I suspect that Jesus knows how near impossible that is to do and how long, if ever, it takes to arrive at a place where we can begin to forgive and love those who harm us. Yet Jesus doesn’t expect us to ignore wrong doing. He isn’t saying we shouldn’t respond to hurt. He doesn’t propose that we should turn our back on oppression, injustice, and violence in the world. He is saying that we should not react the way the wisdom of the world would have us react with aggression and vengeance nor to assume that the only way to deal with a wrong is to get even.
We may be light years away from loving those who have done severe harm to us or to those dear to us, even to those we don’t know but hear about in the news and it might take a while for us just to pray for them even a little. I imagine that did not come any more easily for Mother Antonia. I imagine it may have even taken months or years for her to get from passing out blankets and toiletries to those prisoners at La Mesa to loving them even to death. “When you know in your heart that something is right, she once said, “that it’s who you are, that God is calling you to do something, you make the sacrifices you have to make.”
“It’s different to live among people than it is to visit them,” Mother Antonia said. Isn’t that exactly what Jesus did for us? Live among his people and teach them how to live a better life? Turning the other cheek, giving your cloak, going the extra measure, and giving generously are metaphors—something that casts new light on an otherwise abstract idea—metaphors for the extravagant love God has for us and asks us to share, even to our enemies.
On paper it all looks pretty good. Hearing it in the Sunday Gospel reading it sounds pretty good even if hard to imagine. Is there anyone here this morning who thinks that in practice it’s easy? Certainly not me. But because it’s not easy doesn’t mean it’s impossible.

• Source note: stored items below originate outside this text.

PR #1198, opened 2022-06-23
Go back to internal OCB implementation

bbarenblat:
After further discussion, the Mosh maintainers have decided to stick with the internal OCB implementation for this release. Restore support for using OpenSSL’s AES but internal OCB. To make this commit easy to audit, restore the code exactly, including calls to AES functions that are deprecated in OpenSSL 3; a future commit will update ocb_internal.cc to use EVP instead of directly calling the AES primitives.

In anticipation of future changes, preserve support for OpenSSL’s AES-OCB, but don’t compile it in. Add `--with-crypto-library=openssl-with-openssl-ocb` and `--with-crypto-library=openssl-with-internal-ocb` options to configure so that developers can easily test Mosh using OpenSSL’s AES-OCB. These options are intended only for testing, are undocumented, and are not subject to any API stability guarantees.

Rework configure to look for all possible cryptography libraries first and then dispatch on `--with-crypto-library` as appropriate.


achernya (approved):
@bbarenblat addressed all of my code review comments while we were working on this together.

PR #1200, opened 2022-06-27
OCB: Make primitive AES API explicit

bbarenblat:
Explicitly define the primitive AES API used by the internal OCB implementation, and move it into its own namespace (`ocb_aes`). This will ease future implementation changes.

Delete the unused `ROUNDS` macro. This macro was used in the reference and AES-NI AES implementations, both of which were deleted in a563093f16be3fca2127224d5c6db36db60c79ca.

Bug: https://github.com/mobile-shell/mosh/issues/1174

### DIFF
--- a/src/crypto/ocb_internal.cc
+++ b/src/crypto/ocb_internal.cc
@@ -351,7 +351,7 @@
 #endif
 
 /* ----------------------------------------------------------------------- */
-/* AES - Code uses OpenSSL API. Other implementations get mapped to it.    */
+/* AES                                                                     */
 /* ----------------------------------------------------------------------- */
 
 /*---------------*/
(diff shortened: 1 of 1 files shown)


src/crypto/ocb_internal.cc
```diff
@@ -360,21 +360,43 @@
...
+	return AES_decrypt(in, out, key);
+}
+
 /* How to ECB encrypt an array of blocks, in place                         */
-static inline void AES_ecb_encrypt_blks(block *blks, unsigned nblks, AES_KEY *key) {
+static inline void ecb_encrypt_blks(block *blks, unsigned nblks, KEY *key) {
 	while (nblks) {
 		--nblks;
-		AES_encrypt((unsigned char *)(blks+nblks), (unsigned char *)(blks+nblks), key);
+		encrypt((unsigned char *)(blks+nblks), (unsigned char *)(blks+nblks), key);
```
achernya, line 387: Do we want to switch to C++-style casts while we're here? I believe we are compiling this file in C++ mode.

src/crypto/ocb_internal.cc
```diff
@@ -679,7 +709,7 @@ static void process_ad(ae_ctx *ctx, const void *ad, int ad_len, int final)
 				ad_offset = xor_block(oa[6], getL(ctx, tz));
 				ta[7] = xor_block(ad_offset, adp[7]);
 			#endif
-			AES_ecb_encrypt_blks(ta,BPI,&ctx->encrypt_key);
+			ocb_aes::ecb_encrypt_blks(ta,BPI,&ctx->encrypt_key);
```
achernya, line 712: Put spaces after all commas that are missing spaces on lines that were modified? It seems in general this file uses space-after-comma except ... for when it doesn't.

src/crypto/ocb_internal.cc
```diff
@@ -435,11 +459,11 @@ static inline void AES_encrypt(unsigned char *src, unsigned char *dst, AES_KEY *
...
 #if 0
 /* unused */
-static inline void AES_decrypt(unsigned char *src, unsigned char *dst, AES_KEY *key) {
-	AES_encrypt(src, dst, key);
+static inline void decrypt(unsigned char *src, unsigned char *dst, KEY *key) {
+	encrypt(src, dst, key);
 }
 #endif
-static inline void AES_ecb_encrypt_blks(block *blks, unsigned nblks, AES_KEY *key) {
+static inline void ecb_encrypt_blks(block *blks, unsigned nblks, KEY *key) {
```
achernya, line 466: static inline is redundant in a .cc file. Should we just go down to static?

src/crypto/ocb_internal.cc
```diff
@@ -522,8 +552,8 @@ struct _ae_ctx {
 	uint64_t KtopStr[3];                   /* Register correct, each item  */
     uint32_t ad_blocks_processed;
     uint32_t blocks_processed;
-    AES_KEY decrypt_key;
-    AES_KEY encrypt_key;
+    ocb_aes::KEY decrypt_key;
+    ocb_aes::KEY encrypt_key;
     #if (OCB_TAG_LEN == 0)
```
achernya, line 557: In a separate commit, we probably should clean up OCB_TAG_LEN == 0, since we will never define that in a useful mosh.

achernya (changes requested):

src/crypto/ocb_internal.cc
bbarenblat: Done.

src/crypto/ocb_internal.cc
bbarenblat: Done.

src/crypto/ocb_internal.cc
bbarenblat: Sure, done.

achernya (approved):

Issue #1202, opened 2022-06-27
Fails to build against nettle with -Werror


achernya:
```
ocb_internal.cc:481:65: error: ‘void nettle_aes_set_encrypt_key(aes_ctx*, size_t, const uint8_t*)’ is deprecated [-Werror=deprecated-declarations]
  481 |  nettle_aes_set_encrypt_key(key, bits/8, (const uint8_t *)handle);
      |                                                                 ^
```
and many others

PR #1204, opened 2022-06-28
Stop using deprecated Nettle functions

achernya:
Previously, ocb_internal.cc supported different key sizes, by way of
the deprecated aes_* function family. However, in practice, mosh
always uses AES-128. In Nettle, the explicit key-size APIs are not
deprecated, so switch to AES-128 directly.

Fixes: #1202

### DIFF
--- a/src/crypto/ocb_internal.cc
+++ b/src/crypto/ocb_internal.cc
@@ -496,14 +496,12 @@ static void ecb_decrypt_blks(block *blks, unsigned nblks, KEY *key) {
 #elif USE_NETTLE_AES
 /*-------------------*/
 
-// TODO(Issue 1202): Stop using deprecated nettle APIs
-#pragma GCC diagnostic push
-#pragma GCC diagnostic ignored "-Wdeprecated-declarations"
 #include <nettle/aes.h>
+#include <fatal_assert.h>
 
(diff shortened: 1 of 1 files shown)


src/crypto/ocb_internal.cc
```diff
@@ -496,49 +496,44 @@ static void ecb_decrypt_blks(block *blks, unsigned nblks, KEY *key) {
...
 
-typedef struct aes_ctx KEY;
+typedef struct aes128_ctx KEY;
 
 static KEY *KEY_new() { return new KEY; }
 
 static void KEY_delete(KEY *key) { delete key; }
 
-static void set_encrypt_key(const unsigned char *handle, const int bits, KEY *key)
+static void set_encrypt_key(const unsigned char *handle, const int /*bits*/, KEY *key)
```
bbarenblat, line 509: Now that we’re no longer using `bits`, maybe an `assert(bits == 128)` would be useful?

bbarenblat (changes requested):

src/crypto/ocb_internal.cc
achernya: Done

bbarenblat (approved):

In fact, we can only get there by the grace of God.
Maybe we can begin by being more patient with those who try our patience or more understanding of why some people rub us the wrong way. Maybe Jesus wants us to begin by resisting evil, not by running away from our enemies and letting them think they have won. Maybe he wants us to love them by telling them how unjust they are being and giving them the opportunity to grow and learn from their behavior and attitude and to be open to God’s grace to change their aggressive and hurtful ways.
In the end, when I hear this difficult Gospel, I am challenged by the words of the English novelist, Anna Sewell, who wrote: “There is no religion without love, and people may talk as much as they like about religion, but if it does not teach them to be kind to man and beast, it is all a sham.”